It looks like both of those items are from primary source document (maybe an inventory or a will) and the original spelling has been kept. I'm pretty sure the first item is just ordinary taper candles. If I remember correctly, they would have been made of tallow or beeswax in Tudor times.As for the other item, I'm guessing that it "translates" to "running glasses", but I'm not sure what that would have been in Tudor times. Perhaps a decanter or something like that?
The first item is definitely "taper candles." The second is less clear. "Glases" is definitely "glasses," but perhaps not of the drinking variety. A "glass" in Tudor-speak was most commonly a mirror. Vessels for drinking, even the very rare ones made of glass (a huge luxury at the time), were not yet commonly referred to as "glasses." Seeing the full context would assist in determinng what "ronnynge" means, though I agree with Lara that "running" seems obvious. There is, however, an answer to the same question on Yahoo indicating that a running glass is "a glass with no base," perhaps meaning a stem-less goblet or what might today be called a tumbler.
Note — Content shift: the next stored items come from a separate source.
PR #1035, opened 2017-10-12
update requirements files

zancas:
@jlongstaf


zancas:
@pjbreaux @jlongstaf It's critical that we note that we know of other import failures that we don't yet have unittests for, I _think_.    At any rate, these fixes cause the unittests to pass in a master environment.

zancas:
@ssorenso I'd like to discuss this test with you before we resolve this PR.

zancas:
This work will be contained in the ocata-dev upgrade.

I did a Google on "running glass" to see what turned up:RUNNING(-GLASS) vbl. sb. 17. not in OED (naut.)1994 G. Hutchinson Medieval ships and shipping 178rennyng glassnote: author glosses as `sandglass'So it might be what we call an "hourglass," the sand doing the actual "running."
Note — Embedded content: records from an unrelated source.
PR #1071, opened 2017-11-02
refactor to make test_esd.py run against master

zancas:
Our new revision control strategy is to develop against master and where
necessary cherry-pick back to release branches.

This commit refactors our code so that the

f5_openstack_agent/tests/functional/esd/test_esd_migrating.py

test _runs_ (but does not pass) against master.

A primary requirement is that we update "requirements.functest.txt", in
addition to making that module correctly reference "master" in other projects
I have made it the Single Source of Truth for install_requires in setup.py,
and I have decoupled f5-openstack-agent installation from that file by
removing "-e .".

There are several other components to this refactor.

(1) I've begun moving functionality out of the top level "test" directory and
into f5_openstack_agent/tests
(2) In coordination with (1) I am changing import statements to "relative"
wherever possible.  Eventually all "in-package" import should be relative in
keeping with Python best practices:

https://www.python.org/dev/peps/pep-0328/#id9

(3) I am moving to the "filepath" library for filesystem interaction

(1) remove "-e .", this means that a separate pip install command is required
*IF* then intent is to _ALSO_ install the current project.  Of course, this
means we are allowing a development flow where the current package is _NOT_
installed for functional tests.  We should support this option.

(2) Set refspecs of remote repos to "master", this is the new normal.

(3) Add "pytest-symbols"...  it is necessary.


zancas:
@jlongstaf this passing style and unit tests

f5_openstack_agent/lbaasv2/drivers/bigip/test/test_agent_manager_LbaasAgentManager.py
```diff
@@ -228,8 +228,9 @@ def test_validate_services(self, fully_mocked_target):
         fully_mocked_target.cache.get_by_loadbalancer_id.assert_called_with(2)
         assert fully_mocked_target.cache.get_by_loadbalancer_id.call_count == 2
 
-    def itest_lbb_sync_state(self, fully_mocked_target,
-                             fully_mocked_plugin_rpc, mock_logger):
+    @pytest.mark.skip(reason="This test a swallowing a mock-derived TypeError")
```
ssorenso: Approved. I can fix this later.

f5_openstack_agent/lbaasv2/drivers/bigip/test/test_agent_manager.py
```diff
@@ -14,7 +14,7 @@
 # limitations under the License.
 #
 
-from f5_openstack_agent.lbaasv2.drivers.bigip import agent_manager
+from .. import agent_manager
```
ssorenso: Why are you using dots in some cases and removing them in others?

Why not just set up a blanket, consistent approach at treating all code the same?

f5_openstack_agent/tests/functional/esd/test_esd_migrating.py
```diff
@@ -18,15 +18,15 @@
 import logging
 import os
 
+from filepath import FilePath
```
ssorenso:
```python
following OpenStack convention, shouldn't it be:
import json
import logging
import os
import pytest
import requests

from copy import deepcopy
from filepath import FilePath
...
```
?
I guess that I'm surprised that style is not failing.

f5_openstack_agent/tests/functional/esd/test_esd_migrating.py
```diff
@@ -14,14 +14,15 @@
 #   limitations under the License.
 
 from copy import deepcopy
-from f5_openstack_agent.lbaasv2.drivers.bigip.icontrol_driver import \
-    iControlDriver
 import json
 import logging
 import os
+
```
ssorenso: This, too, breaks convention:
```python
import json
import logging
import os
import pytest
import requests

from filepath import FilePath

from ....lbaasv2.drivers.bigip.icontrol_driver import iConstrolDriver

from ..testlib.bigip_client import BigIpClient
from ..testlib.fake_rp import FakeRPCPlugin
from ..testlib.service_reader import LoadbalancerReader
```
This makes us closer to how OpenStack community handles imports consistently and makes F5 look better.

f5_openstack_agent/tests/functional/testlib/bigip_client.py
```diff
@@ -0,0 +1,90 @@
...
+
+
+import re
+import urllib
+
+from f5.bigip import ManagementRoot
+from f5_openstack_agent.lbaasv2.drivers.bigip import cluster_manager
+from f5_openstack_agent.lbaasv2.drivers.bigip import resource_helper
+from f5_openstack_agent.lbaasv2.drivers.bigip import system_helper
+
```
ssorenso: Another import inconsistency.

f5_openstack_agent/tests/functional/esd/test_esd_migrating.py
zancas: I think 'filepath', 'requests', and 'pytest' need to be in a section, they are external dependencies.

There need to be _at least_ 3 sections.

One for builtins/stdlib
One for external/pip installed
One for our local code (all relative).

zancas: I'm fine with sub dividing our own imports into, e.g. app code and test code, if that seems better to you.

f5_openstack_agent/tests/functional/testlib/bigip_client.py
zancas: With respect to imports, e.g. in bigip_client, those imports should migrate to the relative import pattern.   I'll write up a complete policy for import syntax.  Since we're using "hacking" from "openstack", we won't be able to deviate too far from the community.

f5_openstack_agent/lbaasv2/drivers/bigip/test/test_agent_manager.py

That's what I get for trying to Google "running glasses" instead of just "running glass". Of course, all I got were hits for goggles for joggers...I looked at the OED, and sure enough, there is 'running glass' as an obscure term for 'hourglass' or 'sandglass'. It seems to be in a 19th century book quoting a primary source of 1485 about the ships of Henry VII.Learn something new every day!
Fascinating. I should have thought to check the OED myself. "Hour glass" it is then! Good work, Foose!
Just done same work ! Sheet does say find something to measure time, so must be accurate!